*RECORDS PROVIDED*.
PR #3829, opened 2021-11-11
Fix exercises tag

jivey:
'all' was being created as a tag on exercises because of serialization of the `@model` tags object. This is a quick fix to grab the array instead.

### DIFF
--- a/exercises/src/models/exercises.ts
+++ b/exercises/src/models/exercises.ts
@@ -1,6 +1,6 @@
 import Map from 'shared/model/map';
 import { action, ID, hydrateModel, hydrateInstance } from 'shared/model';
-import { sortBy, last, get } from 'lodash';
+import { sortBy, last, get, merge } from 'lodash';
 import Exercise from './exercises/exercise';
 import urlFor  from '../api'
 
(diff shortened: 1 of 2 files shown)


Dantemss (approved):

Dantemss:
It would probably be a good idea to fix this in modeled-mobx so `toJSON()` doesn't return the `all` method @nathanstitt

nathanstitt:
@Dantemss @jivey ok, at first I thought we did have a bug on modelized-mobx, but after digging in a bit, it looks to me like this is what's going on:

`toJSON` isn't actually a modelized method, it comes from [shared/src/model.ts](https://github.com/openstax/tutor-js/blob/main/shared/src/model.ts#L28-L30) which internally calls `serialize`.   [Serialize](https://github.com/nathanstitt/modeled-mobx/blob/main/src/serialize-hydrate.ts#L63-L86)  looks at the schema that's been registered for the object and only serialized properties that have been registered.

[exercise#tags](https://github.com/openstax/tutor-js/blob/main/shared/src/model/exercise.ts#L33) is a class instance of [TagAssociation](https://github.com/openstax/tutor-js/blob/main/shared/src/model/exercise/tags-association.ts)  which has a `all` property that's registered as a [@model](https://github.com/openstax/tutor-js/blob/main/shared/src/model/exercise/tags-association.ts#L7).  This is the cause of the incorrect `all` property being generated.

I think the best way around this would be to add a `serialize` method onto `TagAssociation` which would return serialize(all),   You can see that [serialize on modeled](https://github.com/nathanstitt/modeled-mobx/blob/main/src/serialize-hydrate.ts#L64-L66) will call that if it's present.  Hopefully something like this will work:
```ts
 serialize() {
    return serialize(this.all)
 }
```

I'm pretty sure that'd do what you want here 🤞 if not, I'm happy to jump in and play with it further.

jivey:
@nathanstitt Ahh that is a really good idea, I think I'll update this to do that.

Dantemss (approved):

PR #3830, opened 2021-11-16
Update OpenStax's pattern-library

Dantemss:
To remove dependency on an old version of node-sass.

Hopefully this will also help reduce the JS file size by removing a ton of old libraries.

*HOW TO COMPLETE THIS TASK*.
Type out the whole listing once more, exactly as written.

*TASK ANSWER*.
PR #3829, opened 2021-11-11
Fix exercises tag

jivey:
'all' was being created as a tag on exercises because of serialization of the `@model` tags object. This is a quick fix to grab the array instead.

### DIFF
--- a/exercises/src/models/exercises.ts
+++ b/exercises/src/models/exercises.ts
@@ -1,6 +1,6 @@
 import Map from 'shared/model/map';
 import { action, ID, hydrateModel, hydrateInstance } from 'shared/model';
-import { sortBy, last, get } from 'lodash';
+import { sortBy, last, get, merge } from 'lodash';
 import Exercise from './exercises/exercise';
 import urlFor  from '../api'
 
(diff shortened: 1 of 2 files shown)


Dantemss (approved):

Dantemss:
It would probably be a good idea to fix this in modeled-mobx so `toJSON()` doesn't return the `all` method @nathanstitt

nathanstitt:
@Dantemss @jivey ok, at first I thought we did have a bug on modelized-mobx, but after digging in a bit, it looks to me like this is what's going on:

`toJSON` isn't actually a modelized method, it comes from [shared/src/model.ts](https://github.com/openstax/tutor-js/blob/main/shared/src/model.ts#L28-L30) which internally calls `serialize`.   [Serialize](https://github.com/nathanstitt/modeled-mobx/blob/main/src/serialize-hydrate.ts#L63-L86)  looks at the schema that's been registered for the object and only serialized properties that have been registered.

[exercise#tags](https://github.com/openstax/tutor-js/blob/main/shared/src/model/exercise.ts#L33) is a class instance of [TagAssociation](https://github.com/openstax/tutor-js/blob/main/shared/src/model/exercise/tags-association.ts)  which has a `all` property that's registered as a [@model](https://github.com/openstax/tutor-js/blob/main/shared/src/model/exercise/tags-association.ts#L7).  This is the cause of the incorrect `all` property being generated.

I think the best way around this would be to add a `serialize` method onto `TagAssociation` which would return serialize(all),   You can see that [serialize on modeled](https://github.com/nathanstitt/modeled-mobx/blob/main/src/serialize-hydrate.ts#L64-L66) will call that if it's present.  Hopefully something like this will work:
```ts
 serialize() {
    return serialize(this.all)
 }
```

I'm pretty sure that'd do what you want here 🤞 if not, I'm happy to jump in and play with it further.

jivey:
@nathanstitt Ahh that is a really good idea, I think I'll update this to do that.

Dantemss (approved):

PR #3830, opened 2021-11-16
Update OpenStax's pattern-library

Dantemss:
To remove dependency on an old version of node-sass.

Hopefully this will also help reduce the JS file size by removing a ton of old libraries.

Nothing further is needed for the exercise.